The 1986-2000 period adds extreme volatility regimes: 1986 Saudi price war ($31→$10), 1990-91 Gulf War I ($41 spike), 1998 Asian financial crisis ($11 collapse), 1999 OPEC recovery ($25). 14 of 16 events verified; 2 minor Nigerian pipeline disruptions could not be reliably attributed to specific price moves.

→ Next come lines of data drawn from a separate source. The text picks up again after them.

PR #628, opened 2022-01-31
DM-33470: Remove unused daf_persistence dependency

timj:


src/formatters/Utils.cc
```diff
@@ -32,132 +32,14 @@
...
-bool extractOptionalFlag(std::shared_ptr<PropertySet const> const& properties, std::string const& name) {
-    if (properties && properties->exists(name)) {
-        return properties->getAsBool(name);
-    }
-    return false;
-}
-
-int countFitsHeaderCards(lsst::daf::base::PropertySet const& prop) { return prop.paramNames(false).size(); }
-
 ndarray::Array<std::uint8_t, 1, 1> stringToBytes(std::string const& str) {
```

[[definitions/greedy-parameter-sweep|Greedy parameter sweep]]:

A greedy coordinate-descent sweep of 9 key parameters, each tested at 5-7 values around the v14 optimum:

Parameter	v14 Value	Sweep Range	v14b Value
arLambda	0.40	0.30-0.50	0.40 (unchanged)
spikeRevTh	5.0	3.0-7.0	5.0 (unchanged)
spikeRevRate	0.25	0.15-0.35	0.25 (unchanged)
deEscSens	0.20	0.15-0.30	0.20 (unchanged)
sigmoidCenter	:	130-160	145
sigmoidWidth	:	2-10	5
sigmoidCeil	:	0.70-0.95	0.85
jumpSize	5.0	4.0-6.0	5.0 (unchanged)
persistCeil	2.5	2.0-3.0	2.5 (unchanged)

Notably, 6 of 9 parameters remained at their v14 values. The sweep confirmed that the v14 core parameters were already well-optimized; only the three new sigmoid parameters needed tuning.

Results

Hypothesis confirmed on all target metrics.

Metric	v14	v14b	Delta
[[[definitions/mean-absolute-error	MAE](/definitions/mean-absolute-error)]]	$1.09	$0.951
MAE vs v13	$1.633	$0.951	-$0.682 (42%)
Autocorrelation	0.1651	-0.001	eliminated
OOS R²	0.9131	0.9699	+5.68pp
P($150)	baseline	+0.9pp	elevated
P($200)	0.002	0.024	12x expansion

The autocorrelation result was the most striking: moving from 0.1651 to -0.001 means consecutive errors are now statistically independent. The model is no longer systematically slow to adjust.

Findings

Sigmoid blending eliminated autocorrelation. The binary threshold caused the model to “stick” to one blending mode for days, producing correlated errors. Continuous sigmoid adjustment breaks the pattern entirely.
12x expansion of P($200) is calibration, not alarm. V14’s 0.002 was unrealistically low for sustained Hormuz closure. The 1979 Iranian revolution doubled prices in 12 months; $200 under full closure with demand inelasticity is historically plausible. The new 0.024 aligns with options market implied probabilities.
FRED pre-2000 data is essential for tail calibration. The shale revolution dampened post-2010 volatility, making 1986-2000 extreme regimes (price war, Gulf War I, Asian crisis) the primary source of tail-behavior examples.
Parameter stability confirms v14 core design. 6 of 9 parameters survived the greedy sweep unchanged. AR correction and spike reversion are robust: only the three new sigmoid parameters needed tuning.

Next Steps

With the pricing model now well-calibrated (MAE under $1, autocorrelation eliminated, tails properly weighted), the next priority is position management: when to buy, when to sell, when to hold. The model produces excellent probability estimates but has no mechanism for translating those into trading decisions. See experiments/oil/2026-03-18-v16-sell-model-deesc-tuning for the sell model and de-escalation tuning work.